The script avoids unnecessary reinstalls by checking the current state before acting:

| Detected State | Action |
|---|---|
| Not installed | Install |
| CPU-only build, GPU requested | Auto-purge + upgrade |
| CUDA broken / ABI mismatch | Auto-purge + reinstall |
| Already working (CUDA tensor test passes) | Skip |
| `--force-reinstall` passed | Always purge + reinstall |

The purge step removes `torch`, `torchvision`, `torchaudio`, `cupy`, `jax`, `jaxlib` (plus its `jax-cuda*` plugins), `llama-cpp-python`, and **all `nvidia-*` fat-wheel packages** scraped from `pip freeze` to ensure a sterile environment before reinstalling.

---

## Post-Install Verification

After installation, the script runs isolated subprocess checks for each package:

- **PyTorch**: imports `torch`, checks `cuda.is_available()`, runs a `.cuda()` tensor allocation test. Retries up to 4 times with backoff (3s / 5s / 8s) to handle dynamic linker sync lag after `uv` installs.
- **CuPy**: imports `cupy`, calls `cupy.cuda.runtime.getDeviceCount()`.
- **JAX**: imports `jax`, inspects `jax.devices()`, and — when a `gpu` backend is present — runs a small device computation (`block_until_ready()`) to confirm acceleration (a CPU build passes too). Retries with backoff like PyTorch/CuPy to ride out linker sync lag.
- **Llama-CPP**: calls `llama_supports_gpu_offload()` to confirm hardware acceleration.

---

## Examples

```bash
# Check what GPU and CUDA are detected
gpu-installer --gpu-info

# Diagnose the environment without reinstalling anything
gpu-installer --doctor

# Install only PyTorch and Llama-CPP, forcing CUDA 12.1
gpu-installer torch llamacpp --force-cuda 121

# Simulate a full install on an AMD ROCm system (dry run)
gpu-installer --dry-run

# Force a clean reinstall of everything with logging
gpu-installer --force-reinstall --log

# Uninstall just PyTorch (torch, torchvision, torchaudio)
gpu-installer --uninstall torch

# Preview removal of the whole ecosystem without executing
gpu-installer --uninstall --dry-run

# Auto-install the system GPU stack (preview first!)
gpu-installer --auto-install-system --dry-run
gpu-installer --auto-install-system --cuda-version 12.4

# Then install the Python packages
gpu-installer
```

---

## Troubleshooting

**"CUDA available but tensor test failed"**
This is usually a dynamic linker sync issue immediately after a `uv` install. The verifier retries automatically. If it persists, run `gpu-installer --doctor` a few seconds later — it will re-verify without reinstalling.

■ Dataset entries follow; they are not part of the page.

PR #3690, opened 2025-01-31
testing: improve e2e test bootstrapping

tsachiherman:
## Why this should be merged

This PR remove the redundant testing for bootstrapping nodes after the nodes have already been verified to be healthy.

## How this works

trivial.

## How this was tested

Tested using existing tests. 

no.

### DIFF
--- a/tests/fixture/e2e/env.go
+++ b/tests/fixture/e2e/env.go
@@ -160,9 +160,9 @@ func NewTestEnvironment(tc tests.TestContext, flagVars *FlagVars, desiredNetwork
 				}
 			}
 		}
-		// Wait for chains to have bootstrapped on all nodes
+		// Wait for chains to have bootstrapped on all validators
 		tc.Eventually(func() bool {
-			allNodesBootstrapped := true
+			allValidatorsBootstrapped := true
 			for i := len(pendingBootstappingChains) - 1; i >= 0; i-- {
 				pending := pendingBootstappingChains[i]
 				uri, err := network.GetURIForNodeID(pending.validatorID)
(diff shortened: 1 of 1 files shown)


tests/fixture/e2e/env.go
```diff
@@ -144,23 +145,43 @@ func NewTestEnvironment(tc tests.TestContext, flagVars *FlagVars, desiredNetwork
...
+			for i := len(pendingBootstappingChains) - 1; i >= 0; i-- {
+				pending := pendingBootstappingChains[i]
+				uri, err := network.GetURIForNodeID(pending.validatorID)
+				require.NoError(err)
+				infoClient := info.NewClient(uri)
+				isBootstrapped, err := infoClient.IsBootstrapped(tc.DefaultContext(), pending.chainID.String())
+				// Ignore errors since a chain id that is not yet known will result in a recoverable error.
+				if err != nil || !isBootstrapped {
+					allValidatorsBootstrapped = false
+					continue
```
aaronbuchwald, line 175: Why do we perform an `IsBootstrapped` check here rather than checking if the node is healthy? If the node reports healthy, all bootstrapping checks should pass and this will include correctly checking that dynamic state sync has completed (which is handled as a bit of an outlier).

tsachiherman: by the time we reach this point, the health check was already complete against all the node. Some differences:
- The health checking doesn't seem to be chain-specific, whereas the bootstrapping test is.
- When doing the health checking, the port would get dynamically refreshed. That's won't happen during the bootstrapping testing.

aaronbuchwald (approved):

**"CPU-only version detected"**
Your installed `torch` was built without CUDA. Run `gpu-installer --force-reinstall` to trigger an auto-upgrade.

**CuPy skipped on a CUDA machine**
CuPy requires NVIDIA or AMD GPUs. It is intentionally skipped on macOS/MPS and CPU-only environments.

**`uv` not found**
The script falls back to `pip` automatically. Install `uv` for significantly faster installs: `pip install uv`.